I have been drafting this letter since I was ten. I am twenty and tonight is the first night I will write these words outside of me. I don’t know what they will look like here. Honestly, I am scared to see them uncoiled and still damp from the sweaty palms that have enclosed them for a decade. I am so accustomed to holding fistfuls of aching, rambunctious words around you, Dad. More than anything, I wish you would ask me to open my hands, and actually listen to what you see, what I say, what you hear.

But that is not how we work, is it? I give you the words you don’t know how to ask for. We know all our scripted prompts for loving cautiously. We are used to trafficking in glass blown conversations. I will not, I cannot, do this with you anymore. I love you too much for this, so listen.

Dad, you are a white man. I know this might come as a shock because people do not tell you this too often. You are not approached on the street, in the movies, at the workplace, and ordered to explain your race so strangers can “read” you properly and treat you accordingly. You have both the privilege and the curse of living in the unmarked, white blind spot of the American racial imaginary. If you have enjoyed living there, departing only to return comfortably home to White every night, I’m afraid you have a problem.

Me. I am your problem.

I am the brown-bodied child with the boisterous curls who colored your mother’s whitewashed scrapbooks and inspired obnoxious inquiries about our relationship and your paternity whenever we were out together.
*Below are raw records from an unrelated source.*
PR #6559, opened 2022-02-11
Fix Security Issues in Traffic Portal Server

shamrickus:
This PR fixes `npm audit` vulnerabilities found in the Traffic Portal server. We currently use [`forever`](https://github.com/foreversd/forever) as a process manager for TP, but it is only community maintained and has security issues. As such, this replaces `forever` with a new process manager [`pm2`](https://pm2.keymetrics.io/).
<hr/>

- Traffic Portal
- CDN in a Box

Verify the TP Integration Tests GHA pass. Verify the TP rpm can be created as well as installed. Ensure CiaB properly starts the TP container still. Finally confirm `npm audit` returns 0 results.

 - master
 - 6.1.x
 - 5.1.x

## PR submission checklist
- [x] This PR has tests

I am the “ethnically ambiguous” woman who strategically reads Gayatri Spivak in your kitchen while you bob along to James Taylor and bake batches of blueberry scones. I patiently wait for your questions, longing for the flurried attentiveness I was once greeted with when I read Nancy Drew, Little Women, and all the other innocuously white narratives that populated my childhood.

I am your problem, Dad. You are the white father of a black daughter. You are accountable to a life that is squarely outside of the jurisdiction of the whiteness that swaddles you. I should be the problem that won’t let you come home white and blissfully unaware, but somehow this is not the case. Somehow, you feel like a white man first and my dad second. You asymmetrically toggle between the two, coming into focus as one only to obscure the other.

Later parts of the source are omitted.